The poor, undervalued potato. Sustainable, local and affordable and yet criticized, shunned and avoided.
When I ask people what positive changes they have made in their diet, they inevitably tell me, “I stopped eating potatoes.” But is the potato really that bad for you?
Potatoes are healthy; however, the problem with potatoes is in the way we eat them.
Deep-fried, salt- coated and dipped in ketchup. Smothered with butter, sour cream and bacon bits. French-fried with gravy and cheese curds. Mashed with cream, butter and salt. Yes, the potato has an affinity for fat and salt. They also invite a second helping.
Recently, potatoes have fallen victim to our carbohydrate-loathing culture. On their own, they rate high on the glycemic index (meaning they can increase your blood sugars quickly) and are low in protein; but as part of a balanced meal they can provide a great source of vitamin B6 and potassium.
If you eat the skin, you also get vitamin C and fiber. They contain small amounts of iron, magnesium, phosphorus and calcium.
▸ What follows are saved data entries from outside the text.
PR #648, opened 2024-05-13
PCF-400 Query https://firefox-ci-tc.services.mozilla.com/login/oauth/credentials to verify token and request credentials

esanuandra:
This PR fetches the Taskcluster credentials (with an access token that has expiration date) using access token Bearer.


julienw (commented):
hey andra, thanks for this work!
here are a few comments, I hope they make sense.

In addition to the comments on the code itself, there's another missing bit IMO.

Here is the current workflow:
1. The user is in tab A and clicks on the "login" button in the modal
2. open a new tab B to taskcluster
3. in tab B the user logs in on task cluster
4. in tab B taskcluster redirects on our callback
5. in tab B perfcompare requests and retrieves the access token to the taskcluster server
6. in tab B perfcompare requests and retrieves the user credentials to the taskcluster server
7. in tab B perfcompare stores the token to localStorage
8. ... the missing link

For step 8, we can add an event listener on the "storage" event in tab A so that we're notified with the user credentials change. We can add it in step 1.
(see MDN: https://developer.mozilla.org/en-US/docs/Web/API/Window/storage_event)

I'm thinking that if step 5 stores the access token to the localStorage, then step 6-7 could be done in tab A... it might be a better design actually, because (as I write below in another comment) in the future I'd like that we don't need to open a tab if we already have an unexpired access token.

So here is how the workflow could look like (bold for changes):
1. The user is in tab A and clicks on the "login" button in the modal.
2. **adds an event listener for "storage"**, and opens a new tab B to taskcluster
3. in tab B the user logs in on task cluster
4. in tab B taskcluster redirects on our callback
5. in tab B perfcompare requests and retrieves the access token to the taskcluster server
6. **in tab B perfcompare stores the access token to localStorage, then closes the tab with `window.close`**
7. **in tab A, perfcompare is notified from the "storage" event.
8. **in tab A** perfcompare requests and retrieves the user credentials to the taskcluster server
9. **in tab A** perfcompare stores the token to localStorage
10. **in tab A** perfcompare does the retrigger request

I don't request to do this workflow change in this PR, but it could be good to do it in a next PR, if you don't mind.

Tell me what you think (and if I'm missing anything)!

src/types/types.ts
```diff
@@ -297,3 +297,8 @@ export type UserCredentials = Record<
   string,
   { expires: string; credentials: { clientId: string; accessToken: string } }
 >;
+
+export type TokenBearer = Record<
+  string,
+  { access_token: string; token_type: 'Bearer' }
+>;
```
julienw, line 304: I think these 2 types are incorrect, they're not `Record<string, XXX>`, but directly `XXX`.
```js
export type UserCredentials = { expires: string; credentials: { clientId: string; accessToken: string } };

export type TokenBearer = { access_token: string; token_type: 'Bearer' };
```

A `Record` is like a Map (but using an object), also called a dictionary. This isn't what it is here.

esanuandra: I just noticed that the Treeherder implementation stores the userCredentials in this way using the url.
```
userCredentials           "https://firefox-ci-tc.services.mozilla.com": {
                                       expires: ... 
                                       credentials: {
                                              clientId: ...
                                              accessToken: ...
                                       }
                           }
```

I believe that's why the Record for userCredentials. Should we still go with removing the Record for userCredentials?

src/types/types.ts
```diff
@@ -297,3 +297,13 @@ export type UserCredentials = Record<
   string,
   { expires: string; credentials: { clientId: string; accessToken: string } }
```
julienw, line 298: nit: reuse CredentialsReponse here

src/logic/token-storage.ts
```diff
@@ -0,0 +1,11 @@
+import { TokenBearer } from '../types/types';
+
+export function storeTokenBearer(token: TokenBearer) {
```
julienw, line 3: nit: if we use a record for credentials-storage, we should use a Record here as well.

src/logic/taskcluster.ts
```diff
@@ -58,6 +62,7 @@ const getAuthCode = (tcParams: {
 export const checkTaskclusterCredentials = () => {
   const taskclusterParams = getTaskclusterParams();
   const locationOrigin = getLocationOrigin();
+  console.log(taskclusterParams);
```
julienw, line 65: nit: remove this log

src/logic/token-storage.ts
julienw, line 1: I think i'd move this code to credentials-storage.ts, having 2 different files sounds a bit cumbersome. What do you think?

src/__tests__/TaskclusterAuth/TaskclusterCallback.test.tsx
```diff
@@ -29,4 +34,42 @@ describe('Taskcluster Callback', () => {
...
+    renderWithRouter(<TaskclusterCallback />, {
+      route: '/taskcluster-auth',
+      search: '?code=dwcygG5HQNaLiRe3RcTCbQ&state=OkCrH5isZncYqeJbRDelN',
+      loader,
+    });
+    mockedGetLocationOrigin.mockImplementation(() => 'http://localhost:3000');
+
+    expect(
+      await screen.findByText(/Getting Taskcluster credentials/),
+    ).toBeInTheDocument();
```
julienw, line 73: You should probably check if the things you expect are in storage.
and also if the fetch have been called as you expect (`expect(window.fetch).toHaveBeenCalledWith(...)`)

src/__tests__/TaskclusterAuth/TaskclusterCallback.test.tsx
```diff
@@ -29,4 +34,42 @@ describe('Taskcluster Callback', () => {
...
+      'taskclusterUrl',
+      'https://firefox-ci-tc.services.mozilla.com',
+    );
+
+    renderWithRouter(<TaskclusterCallback />, {
+      route: '/taskcluster-auth',
+      search: '?code=dwcygG5HQNaLiRe3RcTCbQ&state=OkCrH5isZncYqeJbRDelN',
+      loader,
+    });
+    mockedGetLocationOrigin.mockImplementation(() => 'http://localhost:3000');
```
julienw, line 69: nit: please move this mock setup before the render call, to avoid possible future issues.

julienw (commented):
Thanks!
here are a few more comments to fix before landing, thanks again for your work Andra

src/components/TaskclusterAuth/loader.ts
```diff
@@ -20,11 +28,22 @@ export function loader({ request }: { request: Request }) {
     );
   }
 
-  const tokenBearer = retrieveTaskclusterToken(rootUrl, taskclusterCode);
+  const tokenResponse = await retrieveTaskclusterToken(
+    rootUrl,
+    taskclusterCode,
+  );
+
+  storeToken({ [tokenResponse.token_type]: tokenResponse });
```
julienw, line 36: This should look like this:
```suggestion
  storeToken({ [rootUrl]: tokenResponse });
```

but please look at my other comments as well, as I believe the signature will be changed and therefore this will look like this:
```suggestion
  storeToken(rootUrl, tokenResponse);
```

src/logic/credentials-storage.ts
```diff
@@ -0,0 +1,22 @@
...
+
+export function retrieveToken(): TokenBearer {
+  return JSON.parse(
+    localStorage.getItem('tokenBearer') as string,
+  ) as TokenBearer;
+}
+
+export function storeUserCredentials(credentials: UserCredentials) {
+  localStorage.setItem('userCredentials', JSON.stringify(credentials));
+}
```
julienw, line 16: The goal for storing a Record is that we can add separate entries for different URLs. Therefore I believe the implementation should probably look lile this:
```suggestion
export function storeUserCredentials(rootUrl: string, credentials: UserCredentialsResponse) {
  const allCredentialsAsString = localStorage.userCredentials;
  const allCredentials = (allCredentialsAsString ? JSON.parse(allCredentialsAsString) : {}) as UserCredentials;
  allCredentials[rootUrl] = credentials;
  localStorage.userCredentials = JSON.stringify(allCredentials);
}
```

Similar for for storeToken.

src/logic/credentials-storage.ts
```diff
@@ -0,0 +1,22 @@
...
+
+export function retrieveUserCredentials(): UserCredentials {
+  return JSON.parse(
+    localStorage.getItem('userCredentials') as string,
+  ) as UserCredentials;
+}
```
julienw, line 22: Likewise, the retrieve functions could look lile this:
```suggestion
export function retrieveUserCredentials(rootUrl: string): UserCredentialsResponse | null {
  const allCredentialsAsString = localStorage.userCredentials;
  if (!allCredentialsAsString) {
    return null;
  }
  
  const allCredentials =  JSON.parse(allCredentialsAsString) as UserCredentials;
  return allCredentials[rootUrl] ?? null;
}
```

and similarly for the other retrieve function.

julienw (commented):
Looking at this with fresh eyes, here are some last minute changes, sorry about that.

Also have you seen my longer comment in https://github.com/mozilla/perfcompare/pull/648#pullrequestreview-2071055291 ? Any comment about that? Thanks

src/types/types.ts
```diff
@@ -293,7 +293,20 @@ export type FakeCommitHash =
...
+export type TokenBearerResponse = {
+  access_token: string;
+  token_type: 'Bearer';
+};
+
+export type TokenBearer = Record<string, TokenBearerResponse>;
+
+export type TokenResponse = TokenBearerResponse;
+
+export type UserToken = Record<string, TokenResponse>;
```
julienw, line 312: it looks like you have the same types twice:
TokenBearerResponse == TokenResponse
TokenBearer == UserToken

Please pick just one pair (I'd suggest TokenBearerResponse / TokenBearer)

Optional nit: it would be good to move the directionary types to `credentials-storage.ts` because they're used only there, they're not global.

Optional nit: Rename:

CredentialsResponse => UserCredentials
UserCredentials => UserCredentialsDictionary
TokenBearerResponse => TokenBearer
TokenBearer => TokenBearerDictionary

(with the Dictionary types in credentials-storage.ts as suggested above, and the other types kept here)

julienw (approved):
Let's land this and move forward!

src/types/types.ts
esanuandra: Thank you! I was confused about how to keep them.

Potatoes make you feel full; rated high on the satiety index, this food, per calorie, leaves you feeling more full than most other foods.
Finally, potatoes are grown locally and their price is reliably low every year, mostly because they do not store as well as other starchy staples like rice or wheat.
The message for potatoes is similar to most other foods: eat a moderate portion and limit added salt and saturated or trans fat (deep-frying, butter, cheese, gravy…). Roast them tossed in olive oil and rosemary. Make your own baked fries with some oil and paprika. If you have diabetes, new potatoes and waxy-type potatoes have a lower glycemic index than russet (baking) potatoes.
Probably the only population who should limit or avoid eating potatoes are those told to follow a low-potassium diet.
-Serena Caner is a registered dietician who works at Shuswap Lake General Hospital.